Give back, character for character, the line that includes "feat: P4 AG-UI" and all lines beneath it in the data.

» **Data extract**

-*-*-

PR #2817, opened 2026-07-11
feat: P4 AG-UI generic-client conformance + reyn extension profile (ADR-0039)

tya5:
**[per-PR-coder]** — P4 of the thin-client / single-writer-server arc (ADR-0039), part of #2805. Generic-client conformance + reyn extension-profile formalization. **Do not merge** — awaiting architect co-vet against `P4_conformance_spec.md`, then lead-coder merges on verdict. **Rebased onto current `origin/main` (P3-inclusive) and reconciled** — extends P2+P3, nothing dropped.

-*-*-

» **Result of this task**
feat: P4 AG-UI generic-client conformance + reyn extension profile (ADR-0039)

tya5:
**[per-PR-coder]** — P4 of the thin-client / single-writer-server arc (ADR-0039), part of #2805. Generic-client conformance + reyn extension-profile formalization. **Do not merge** — awaiting architect co-vet against `P4_conformance_spec.md`, then lead-coder merges on verdict. **Rebased onto current `origin/main` (P3-inclusive) and reconciled** — extends P2+P3, nothing dropped.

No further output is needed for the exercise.